Il caposquadra Bob si esibì in una girata torno torno il cortiglio, facendo mostra degli attrezzi.

Il nostro è il migliore d'ogni altro mestier.

I sei si abbracciarono, si diedero grandi manate darrè la schina.

D'ogni altro mestier.

E Bob, correndo da una carriola a un sacco, da un sacco a una pila di cannestri.

Facciamo un liquore che arreca piacer.

«A tia piace!» esclamè a voce alta uno che stava assittato nei posti proprio sotto al soffitto. «A mia la birra pare pisciazza, a mia mi piace il vino!».
La voce aveva sovrastato magari la musica. Ma il coro non si lasciò stunare, proseguì.

Che arreca piacer.

A questo punto, ad arrabbiarsi per davvero, fu don Gregorio Smecca, commerciante di mandorle e trita, ma soprattutto omo di puntiglio.
«Ma perchè questi sei stronzi ripetono sempre le cose? Che credono, che siamo zulù? Noi quello che c'è da capire lo capiamo a prima botta, senza bisogno di ripetizione!».
Ne approfittò Lollò Sciacchitano, che stava assittato in loggione ma distante dal suo amico Sciaverio, quello che aveva proclamato che la birra non gli piaceva.
«Sciavè, ma pirchì sunnu accussì allegri?» spiò con la sua voce che in mare si sentiva magari sopra la tempesta.
«Perchè vanno a travagliare» fu la risposta di Sciaverio.
«Ma non dire minchiate!».
«E tu allora spialo a loro».
Sciacchitano si susì, si rivolse ai sette ch'erano in palcoscenico.
«Domando pirdonanza, ma me la volete contare giusta? Perchè siete tanto contenti di ire a travagliare?».
Questa volta sulla scena ci fu un certo sbandamento. Due del coro si misero la mano a pampèra sugli occhi per pararli dai lumi di scena e taliàre verso il loggione, ma la bacchetta del direttore li rimise subito in riga.
Nel palco reale, il prefetto Bortuzzi, vista la mala parata, sentì che gli acchianava il sangue alla testa. Fece rabbiosa 'nzinga al delegato Puglisi che aveva alle spalle.
«Arresti queste teste di 'azzo! Subito!».
Puglisi non se la sentiva d'eseguire l'ordine, sapeva che a quel punto bastava un biz per fare succedere il quarantotto.
«Guardi, Eccellenza, mi perdoni, ma non c'è assolutamente cattivo animo o intenzione in quello che fanno. Non sono disturbatori, io li conosco uno per uno. Brava gente, mi creda, rispettosa. Solo che non hanno mai visto un teatro e non sanno come starci».
Ce la fece: il prefetto, che era tutto sudato, non insistette.
Intanto dalla scaletta a mancina era comparso Daniele Robinson, il padrone della birreria. Lui, poi, era più allegro degli altri e spiegò finalmente che quel giorno era festa perchè si maritava con una certa Effy. La notizia a momenti fece svenire tutti dalla contentezza. Attaccò Bob:

Chi miglior poteva sceglierla chi più buona e chi più bella?

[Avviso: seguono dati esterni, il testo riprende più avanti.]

PR #732, opened 2022-07-26
Fix point vs line subtype drawing bug 

chiaberry:
## Associated issues

https://github.com/cityofaustin/atd-data-tech/issues/9841

In prod right now, the way we decide if the drawing tool should be line or point is we have an array of the component types that are represented by lines and then compare the type selected to that array. The problem is that Highway is usually line except for the Access Ramp subtype, which is a point. However when you try to draw the access ramp, it still forces lines. 

So instead of an array, this PR makes an object with the keys being component type + component subtype, and when a type or subtype is selected, we lookup on the object. 

```
	"guardrail":true,
	"highwayaccessramp":false,
	"highwayaddedcapacity/lanes":true,
	"highwaycollectordistributor":true,
	"highwayflyover":true,
	"highwayintersectiongradeseparation":true,
	"highwaymanagedlane":true,
	"highwaytollroad":true,
	"landscaping":true,
	"placemaking":true,
	"refugeislandbike":false,
	"refugeislandped":false,
	"refugeislandbike/ped":false,
```

I investigated just accessing the attribute directly and not having to compare to a list, but the way we it set up now is selecting from a string list of options in the Autocomplete dropdown and not having the whole object for the type accessible.  I'm hesitant to work on a big refactor here since we will be updating our mapping soon anyway (https://github.com/cityofaustin/atd-data-tech/issues/9675) and I dont know what changes will be needed there. 

## Testing
**URL to test:** 
https://deploy-preview-732--atd-moped-main.netlify.app/moped/projects/1862?tab=map

**Steps to test:**
Add a new component to the map. 
Select Highway as your type. 
Select some subtypes, and see that they are lines except access ramp. 

Try around other types and subtypes toggling back and forth. 

---
#### Ship list
- [x] Code reviewed 

### DIFF
--- a/.github/workflows/aws-heroku-helper.sh
+++ b/.github/workflows/aws-heroku-helper.sh
@@ -115,7 +115,7 @@ function hasura_server_ready() {
 }
 
 function wait_server_ready() {
-  INITIALIZATION_TIMEOUT_LIMIT=300
+  INITIALIZATION_TIMEOUT_LIMIT=60
   INITIALIZATION_COUNT=1
 
   while [ "$(hasura_server_ready)" = "FALSE" ]; do
--- a/moped-database/hasura-cluster
+++ b/moped-database/hasura-cluster
@@ -293,7 +293,7 @@ function __hasura_server_ready() {
 # if not, it waits 1 second and tries again (up to 60 seconds)
 #
 function __wait_server_ready() {
-  INITIALIZATION_TIMEOUT_LIMIT=120
+  INITIALIZATION_TIMEOUT_LIMIT=60
   INITIALIZATION_COUNT=1
   while [ "$(__hasura_server_ready)" = "FALSE" ]; do
     echo -ne "Hasura server not ready, please wait. ${INITIALIZATION_COUNT}/${INITIALIZATION_TIMEOUT_LIMIT} 🕔\r";


moped-editor/src/views/projects/projectView/ProjectComponentsMapEdit.js
```diff
@@ -722,7 +723,7 @@ const ProjectComponentsMapEdit = ({
                         id="moped-component-description"
                         label="Description"
                         multiline
-                        rows={4}
+                        minRows={4}
```
chiaberry, line 726: fixing a warning/error in the console about deprecated props

moped-editor/src/views/projects/projectView/ProjectComponentsMapEdit.js
```diff
@@ -257,9 +256,11 @@ const ProjectComponentsMapEdit = ({
    * @param {String} newValue - The new value from the autocomplete selector
    */
   const handleComponentSubtypeSelect = (e, newValue) => {
-    setSelectedComponentSubtype(
-      (newValue ?? e.target.value ?? "").toLowerCase()
```
chiaberry, line 261: I removed `e.target.value` because our `<li>` does not have a value attribute and e.target.value is `0`. If there wasn't a newValue, we would be doing `0.toLowerCase()` which results in an error.

moped-editor/src/views/projects/projectView/ProjectComponentsMapEdit.js
```diff
@@ -257,9 +256,11 @@ const ProjectComponentsMapEdit = ({
...
-    );
+    const componentName =
+      selectedComponentType.toLowerCase().replaceAll(" ", "") +
+      newValue.toLowerCase().replaceAll(" ", "");
```
frankhereford, line 261: Thank you for explaining to me the reasoning behind doing this comparison using the combined names as a key to lookup instead of pushing this back to the database to resolve.

frankhereford (approved):
Thank you for finding and fixing this -- and for squashing a console error too! 🚀 

I've looked at the code and tested this locally and it works just as you described.

moped-editor/src/utils/projectComponentHelpers.js
```diff
@@ -48,15 +48,13 @@ export const useLineRepresentable = mopedComponents => {
...
-            ? moped_component.component_name.toLowerCase()
-            : null
-        )
-      ),
-    ].filter(item => item);
+    const lineRepresentableNew = {}
+    mopedComponents.forEach(moped_component => {
+      const componentNameKey =
+        moped_component.component_name.toLowerCase().replaceAll(" ", "") +
+        (moped_component.component_subtype ?? "").toLowerCase().replaceAll(" ", "");
```
mddilley, line 55: This feels like a good place to create a helper that describes how this translation works to help ID components/subtypes, but I think that you are right to hold off on too much work here before potential refactoring. 👍

mddilley (approved):
Works as described, and TIL how this part of the app works. 🙏

chiaberry:
After merging it's parent branch to main, this PR can now be tested on netlify: https://deploy-preview-732--atd-moped-main.netlify.app/moped/projects/1862?tab=map @patrickm02L

patrickm02L (approved):
It's good to go! 🤘

https://user-images.githubusercontent.com/5566727/183949676-d9988a4a-90fa-4255-877f-7e47ee3e726e.mp4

I sei con la parannanza non fallarono manco questa volta, furono pronti a ripetere.

Chi più buona e chi più bella?

Don Gregorio Smecca non ce la fece più a resistere. «Arrè, sta camurria! Io me ne vado, buonanotte». Si susì e se ne andò, lasciando in tridici sua moglie.
Intanto quelli sulla scena descrivevano Effy come «gemma preziosissima» e come «emblema dell'amor». Daniele Robinson allora si mise a regalare soldi a tutti mentre ordinava che si facesse una grande festa.

Cercate, trovate in tutti i contorni i flauti, i timballi, i pifferi, i corni.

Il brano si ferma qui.